The inference configuration we used:

{
  "mode": {
    "save": false,
    "source": "sliding_window",
    "window": {
      "width": 370,
      "height": 370
    },
    "min_overlap": {
      "x": 300,
      "y": 0
    }
  },
  "gpu_devices": [
    0
  ],
  "model_classes": {
    "add_suffix": "_dl",
    "save_classes": [
      "vehicle"
    ]
  },
  "existing_objects": {
    "add_suffix": "",
    "save_classes": []
  }
}

What dide we do? We applied inference in sliding window mode with a big overlap (300 px). Although most of the images have heights = 375, the height of the sliding window equals to 370 because there are some test images with height 370.

Also we defined "save_classes": [ "vehicle" ] just to automatically drop background object after inference.

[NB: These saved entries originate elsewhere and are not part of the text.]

PR #3045, opened 2023-08-24
Fix for AB deployment while using insecure termination with VS CR

vklohiya:
**Description**:  Fix for AB deployment while using insecure termination with VS CR

## General Checklist
- [x] Smoke testing completed


arzzon (approved):
LGTM

PR #3049, opened 2023-08-25
Fix for pod caching in nodeportlocal mode

vklohiya:
**Description**:  CIS is not caching the pods in nlpstore, Hence no pool members are added in nodeportlocal mode.

## General Checklist

- [x] Smoke testing completed


charanm08 (approved):
LGTM

PR #3077, opened 2023-09-06
support pool settings in policy cr

### LINKED ISSUE #3057: Enhance availability on scale-down and rollout updates of deployments
#### Title
Enhance availability on scale-down and rollout updates of deployments

#### Description
When there is a scale down event or when there is a deployment update, existing POD members disappear. The BIG-IP and the Kubernetes status is never going to be in lock-step so it is expected that some requests will always be sent to disappearing Pods.

Running an ab -n 20000 -c 20 on an URL with 30 PODs behind, it can be seen ~2% of failed requests 

When using an irule to force a LB::reselect when LB_FAILED is triggered (this can be done only once from an irule) this is reduced to 0.5%. Being able to increment the retries further would reduce this to 0%.

#### Actual Problem

There are failures when sending requests to disappearing Pods when doing regular operations in a Kubernetes cluster (ie: scale-in, app re-deployment)

#### Solution Proposed

- support in the Policy CR the pool's reselect retries attribute.

- Please also include the related pool settings:
  - "Action On Service Down".
  - "Slow Ramp Time"

Although pool member reselection, action on service down and slow ramp time are per pool in BIG-IP, they are general enough to used in a per policy basis and avoid the use of annotations.

#### Additional information

The KB below suggest to use N-1 but I find that way to large in a Kubernetes environment as it would create a syn flood storm. Implementing a dynamic value which can be also be hinted by the customer and that adapts to large and small pool seems challenging. Maybe a static value would be more predictable and ultimately preferable to start with.

See https://my.f5.com/manage/s/article/K42101213 and https://my.f5.com/manage/s/article/K10386

lavanya-f5:
**Description**: support pool reselect settings in policy cr

**Fixes**: resolves #3057 

## General Checklist
- [x] Smoke testing completed

## CRD Checklist

### DIFF
--- a/config/apis/cis/v1/types.go
+++ b/config/apis/cis/v1/types.go
@@ -311,14 +311,21 @@ type ExternalDNSList struct {
 }
 
 type PolicySpec struct {
-	L7Policies  L7PolicySpec  `json:"l7Policies,omitempty"`
-	L3Policies  L3PolicySpec  `json:"l3Policies,omitempty"`
-	LtmPolicies LtmIRulesSpec `json:"ltmPolicies,omitempty"`
-	IRules      LtmIRulesSpec `json:"iRules,omitempty"`
-	IRuleList   []string      `json:"iRuleList,omitempty"`
-	Profiles    ProfileSpec   `json:"profiles,omitempty"`
-	SNAT        string        `json:"snat,omitempty"`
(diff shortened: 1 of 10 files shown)


nandakishorepeddi (approved):
LGTM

Here is the illustration of all sliding windows used:

Here are a few examples of predictions. They look cool 😉

Conclusion

For example, in combination with human in the loop approach this allows to create complex pipelines inside Supervisely off the shelf without coding. Supervisely automates annotation work, routine tasks of data scientists and methodises/organises experiments with Neural Networks. Just download the resulting NN weights, get the sources from our repository and deploy the model to production whenever you want.

Saves developers time

All neural networks inside Supervisely support all available inference modes thanks to our SDK. Sources are available so developers can customize them for their needs.